Peptide Display Directed Assembly of Biopolymer Core-Silica Shell Particles.

The unique hierarchical core-shell structures of silica capsules contributing to delivery of active compounds have attracted broad interest. To overcome the limited cargo-loading capacity of silica capsules but harness the silica mediated cargo protection, Escherichia coli is engineered to efficiently assemble submicrometer-sized biopolyester particles (BPs) that densely display the positively charged RK1 peptide ((RKK)(4)G(3)Y), which mediates nucleation and growth of silica. The peptide-coated BPs are tested as biomimetic template and treatment with silica precursors results in formation of BP core-silica shell structures. Electron microscopy reveals changes in BP surface morphology consistent with silica shell formation further confirmed through Fourier transform infrared spectroscopy.

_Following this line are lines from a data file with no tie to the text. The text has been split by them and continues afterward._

PR #304, opened 2021-03-31
Report tests stuck as inprogress as failures

mtreinish:
In some situations (especially when testing compiled extensions) a test
case can trigger a segfault or some other scenario that crashes python.
When this occurs the worker doesn't send back the second subunit event
that reports the test status and that leaves the test case stuck as
inprogress. This becomes tricky to debug as there is no clear message as
to why the test run failed. While we were correctly not returning a 0
return code in this situation there was no error message about why we
didn't. This commit fixes this oversight by adding a check to the end of
subunit-trace so that we report any tests with an inprogress state and
explain that we're failing because they likely crashed python.

### DIFF
--- a/stestr/subunit_trace.py
+++ b/stestr/subunit_trace.py
@@ -269,6 +269,18 @@ def count_tests(key, value):
     return count
 
 
+def get_stuck_in_progress():
+    key = 'status'
+    match = re.compile('^inprogress$')
+    in_progress = []
+    for k, v in RESULTS.items():
+        for item in v:
+            if key in item:
+                if match.search(item[key]):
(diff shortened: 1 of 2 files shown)


mtreinish:
> I'm just curious, how noticed this. Did you face this situation?

Yeah, it's something that was coming up pretty frequently in https://github.com/Qiskit/qiskit-aer which is primarily C++ that gets exposed as a Python extension. A bug in a PR there would often lead to a segfault and the lack of an error message was very confusing to debug. For example: https://github.com/Qiskit/qiskit-aer/runs/2237779093#step:8:1075 where it failed but the summary lists no test failures.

Thermogravimetric analysis shows 0.10 g of silica shell per gram of BPs is formed, with no impact on crystallinity as assessed by X-ray diffraction. The payload of the lipophilic biopolyester core for the lipophilic model compound, curcumin, increases to an encapsulation efficiency of 23.6%. Silica coating of BPs does not cause cytotoxicity and BPs show efficient cellular uptake. This study presents an innovative and environmentally benign approach for efficiently assembling robust biopolyester core-silica shell structures. The nontoxic polymer core provides drug payload capacity, protected by a silica coating ideal for controlled drug delivery applications.